Methods Generation of allocation sequence: computer generated.
Allocation concealment: Not applicable as not blinded
Blinding: Not stated but not blinded to endoscopist
Inclusion of all randomised patients: Yes
Participants Number: 100 (57M:43F)
Age: group 1: mean age 61.0 years +/‐ 1.0. Group 2: 62.9 +/‐1.2.
Source:Indiana University Hospital, USA.
Inclusion criteria: Patients 50 years of age or older and able to give informed consent, scheduled for elective colonoscopy.
Exclusion criteria: ASA III or more, previous surgical resection of colon or rectum, IBD, current anticoagulant use.

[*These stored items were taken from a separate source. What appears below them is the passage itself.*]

PR #947, opened 2021-03-24
Pause video playback when headphones disconnected

### LINKED ISSUE #435: Playback doesn't pause if headphones disconnect
Please implement pause when headphones (wired or Bluetooth) are disconnected. An option to auto-start the last station on connect would be nice too, if possible, but not as important.

darksworm:
Unplugging wired headphones or disconnecting from bluetooth headphones will pause video playback (fixes #435).

Judging by the docs, this should be compatible starting from API level 3.
These changes will work for both of the player types.

### Behavior

Disconnecting wired or bluetooth headphones:
- while video is playing - video is paused.
- while video paused - nothing happens.
- while video is loading (at 00:00) - nothing happens.

If you have both wired and bluetooth headphones connected and you only disconnect one of them then the video is **not** paused.

### Testing
Tested on a physical Android 9 device with both wired and bluetooth headphones.

Checked disconnecting multiple times in one video, switching videos, letting the phone sleep and returning to the app after a while.

### DIFF
--- a/app/src/main/java/free/rm/skytube/gui/activities/YouTubePlayerActivity.java
+++ b/app/src/main/java/free/rm/skytube/gui/activities/YouTubePlayerActivity.java
@@ -18,8 +18,12 @@
 package free.rm.skytube.gui.activities;
 
 import android.app.Activity;
+import android.content.BroadcastReceiver;
+import android.content.Context;
 import android.content.Intent;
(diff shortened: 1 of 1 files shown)


gzsombor:
Thanks for the patch, it's surprisingly small! :+1:

PR #950, opened 2021-04-01
Use FragmentContainerView for the settings activity

TacoTheDank:
- Add gradle wrapper validation action (see [here](https://github.com/gradle/wrapper-validation-action))
- Update gradle wrapper
- Use FragmentContainerView for the settings activity (see [here](https://developer.android.com/jetpack/androidx/releases/fragment#version_120_3) for reasons for its creation)

### DIFF
--- a/.github/workflows/android.yml
+++ b/.github/workflows/android.yml
@@ -13,6 +13,7 @@ jobs:
 
     steps:
     - uses: actions/checkout@v2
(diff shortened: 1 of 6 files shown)


gzsombor:
Thanks for the patch, it looks great! It's a shame, that for gradle, you need to bring your own binaries - and you need to upgrade them as well - which I found a particularly silly, but that's the way of 'Android' AFAIK :disappointed:

PR #981, opened 2021-07-27
Bump core from 1.3.2 to 1.6.0 and recyclerview to 1.2.1

gzsombor:


TacoTheDank:
I would recommend doing some testing for the Core stuff.

gzsombor:
Yes, testing is always important

PR #982, opened 2021-07-27
Clean up AlertDialogs

TacoTheDank:


gzsombor:
Thanks for the patch!

PR #635, opened 2020-02-05
Add RUS translate for "Locked Master" level

andreysy4:
Added Russian translation with slight design changes.
PS It was a good practical lesson :)))


pcottle:
Awesome! Every bit helps :)

PR #652, opened 2020-02-29
Korean translation of lockedMaster.js

Shubidumdu:
While I was learning to use git with this app, I found a level(lockedMaster) that has not been translated yet, so I translated it in Korean. :) this app helped me a lot!


pcottle:
This is awesome! It's a pretty new level so that's why it's not translated yet -- thanks @Shubidumdu for the contribution :D

pcottle:
Should be live on the site then!

PR #653, opened 2020-03-05
No grep

Hongarc:
Origin:
 - Use `grep` to detect string `intl.str`
 - Cannot make sure find exactly by current regex
 - ...

To fix it:
 - I use the `fs` module to read the text of the file
 - `join` of `path` module to choose the true path
 - Find text with new regex: `intl.str` to `intl\.str`, add `\s*` between name of function and text
 - Did not call key many times with Set
 - Show unused key
image

*Note: remove some function unused*


pcottle:
Awesome! Thanks so much for fixing this up -- I haven't run it in years but I'd rather have it work :P

Issue #654, opened 2020-03-05
Upgrade module


Hongarc:
I attempt to upgrade the module of this module.

However, too many `grunt-plugin` is outdated(install without `yarn.lock` have error)

In my opinion, `gulp` is easy to understand, do you want to use it? (I made a config file for `gulp` from your `Gruntfile.js`, have an error with old version `jasmine`)

You create a config `jshint` in `Gruntfile.js`, how about create `.jshintrc` file(it can work with a plugin of your IDE)

I use eslint and other plugins(have many options to lint code)

What is your choice?
- [ ] Grunt
- [ ] Gulp
- [ ] Eslint
- [ ] Jshint
- [ ] Update jasmise
- [ ] Keep jasmise

I create this issue because I install and test fails with `npm i` ...

Thank you.

pcottle:
I'd be totally willing to switch to Gulp -- thats more popular and more modern now right?

Don't know how much work it is to switch over. But yeah I think at this point we only support `yarn` and not `npm`. Ill update the readme

pcottle:
(Oh we already reference yarn in the readme, yay)

Hongarc:
Can you help me update `jasmine`?

I need a little time to understand that test and migrate to the new version.

I am going to create a pull request without using `jasmine`(until I migrate it to newversion)

PR #655, opened 2020-03-06
[feat] update url if user change locale

Hongarc:
Add locale in `href`

If the user turns off the browser and opens it again, they keep their's locale

Oh, build have error(I cannot test in my local because I am attempting #654)

Wait for me fix this Travis error

### DIFF
--- a/src/js/stores/LocaleStore.js
+++ b/src/js/stores/LocaleStore.js
@@ -2,6 +2,7 @@
 
 var AppConstants = require('../constants/AppConstants');
 var AppDispatcher = require('../dispatcher/AppDispatcher');
+var util = require('../util');
 var EventEmitter = require('events').EventEmitter;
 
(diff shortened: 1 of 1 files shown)


pcottle:
Oh wait there’s one test failure. Can we make the lookup of document null safe so it’ll pass in a node environment?

‘’’
Failures:
623
624  1) LocaleStore changes locales
625   Message:
626     ReferenceError: document is not defined
627   Stacktrace:
628     ReferenceError: document is not defined
629  at Object.changeLocale

Hongarc:
> Will this trigger if we are just changing the locale from a browser header though?

@pcottle Yes, I updated it to auto-detect all case

pcottle:
Even better! thanks doing the util browser check -- wanted to keep those tests healthy

pcottle:
(I'll push the site with these changes shortly when I'm on my home computer)

PR #658, opened 2020-03-15
fix(typo): remove unnecessary `.`

Hongarc:
It is better with `;` or `.`, not both.

Or you can use `.` instead of `;` ( same the normal sentence)


pcottle:
perfect! thanks

PR #664, opened 2020-03-27
add french translation to lockedMaster

cbobinec:
Hi,
Here is a french translation of the level "Remote 8 locked master". Other translations are missing, sorry I'm not qualified ;-)


pcottle:
Thanks again!

PR #661, opened 2020-03-24
chore(test): mock `localStorage`

Hongarc:
I know that you are very busy, just resolve your problem.

Recently, I create the chore pull request(not the important change) so you can temporarily ignore it in this time.

PR #669, opened 2020-03-30
fix: keep `localStorage`

Hongarc:
Related #661

I assign `var localStorage` inside if-block(not called) so `localStorage` doesn't refer to `window.localStorage`.

image

BTW, fix the report by JSHint.


pcottle:
🎉

PR #670, opened 2020-03-30
fix: `CommandView` don't need to unmount itself

Hongarc:
When you destroy command with [`toDestroy[i].destroy();`](https://github.com/pcottle/learnGitBranching/blob/699d5ffb71f197885a7a585b88ce11546d04d6c8/src/js/react_views/CommandHistoryView.jsx#L94), `CommandHistoryView`'s props will 
 change and render its child(`CommandView`)

In my opinion, we don't need to unmount it(react do it)
and pass this error
image

### DIFF
--- a/src/js/react_views/CommandView.jsx
+++ b/src/js/react_views/CommandView.jsx
@@ -15,17 +15,11 @@ class CommandView extends React.Component{
 
   componentDidMount() {
     this.props.command.on('change', this.updateStateFromModel, this);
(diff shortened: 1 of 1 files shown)


pcottle:
Great! Yeah tbh this was probably just vestigial code that made sense in a backbone+jQuery world (where we had to manage the DOM much more manually) but doesn't apply to a react version.

Great to see another high quality PR from you 😇 merging!

PR #671, opened 2020-03-30
chore: production build with `tinyify`

Hongarc:
Currently, `Learn Git Branching` was built with dev mode(React Developer Tools extension let me know it)

I use `tinyify` to use the production build( x2 time to build)

Another way use `process.env.NODE_ENV = 'production';` (faster and smaller origin)

|                 | Time(s) | Size(kB) |
|-----------------|---------|----------|
| Origin          | 27      | 2179     |
| tinyify         | 57      | 1873     |
| Change NODE_ENV | 25      | 1913     |

Use `tinyify` spend too much time, if you want to use `Change NODE_ENV`, just close this pull request and I create another PR or you can add `process.env.NODE_ENV = 'production';` on `miniBuild` function.

Related http://browserify.org/#more

PR #672, opened 2020-03-31
Using the production build of React

Hongarc:
#671


pcottle:
And the environment variables get reset automatically after this? 

Thanks again for looking into all of this 🙌🏻

PR #673, opened 2020-04-04
Russian translation is supplemented for level intro2.

esinmy:
Russian translation was not complete. Now it is supplemented and has the same info as English text.


pcottle:
Awesome, thanks for the contribution! 🎉

PR #674, opened 2020-04-07
korean translation typo revised & some improvement for polite speech

jeonhyun97:
I noticed a typo in Korean translation, so I simply fixed it (line 1427)

Also, although most of the Korean translations are written in polite speech, few of them were written in informal speech, which were quite awkward. For consistency, I fixed them to polite speech.


pcottle:
Oh I wasn't aware of the polite vs informal speech, interesting to learn :D Thanks for the contribution! 🎉

PR #1444, opened 2026-09-11
Add a shareable completion certificate

pcottle:
## Summary

- show a dynamically rendered completion certificate after all levels are solved
- let learners add their name, copy the certificate image, or download it as a PNG
- summarize six concepts covered by the curriculum without crowding the certificate
- keep the existing X, LinkedIn, and Facebook sharing options
- center the recipient name and commit graph, and provide an explicit Close button
- remember whether the automatic celebration has already been shown
- expose a `certificate` preview command only when the app is opened from a local `file://` URL

Closes discussion https://github.com/pcottle/learnGitBranching/discussions/1443

## Testing

- `npm test` (376 specs)
- `npm run build` (production bundle, tests, lint, and string validation)

### DIFF
--- a/__tests__/LevelStore.spec.js
+++ b/__tests__/LevelStore.spec.js
@@ -93,6 +93,28 @@ describe('this store', function() {
 
     LevelActions.resetLevelsSolved();
   });
+
+  it('reports completion only after every level is solved', function() {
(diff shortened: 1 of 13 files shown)


pcottle:
learn-git-branching-certificate-peter-cottle (3)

Interventions Colonoscope: High‐definition videocolonoscopes CF‐H180AL (Olympus, America).
Bowel preparation: not stated.
Intra‐procedure medication: propofol sedation "endoscopist‐directed".
Endoscopist: "experienced".
Caps: Soft, transparent plastic cap 13.4mm outer diameter, 4mm protrusion. (D‐201‐12704, Olympus).
Outcomes Included in review: Caecal intubation time, Polyp detection rate
Excluded from review: propofol dose, missed adenomas
Notes Location: USA
Source of funding: Not stated
Attempts to clarify information: Not required
Language of Publication: English
Risk of bias
Bias Authors' judgement Support for judgement
Random sequence generation (selection bias) Low risk Computer generated
Allocation concealment (selection bias) High risk Not blinded
Blinding (performance bias and detection bias) 
 All outcomes High risk Not blinded to endoscopist.
Incomplete outcome data (attrition bias) 
 All outcomes Low risk All data used for analysis
Selective reporting (reporting bias) Low risk Appropriate outcomes measured
Other bias Unclear risk Source of funding not stated.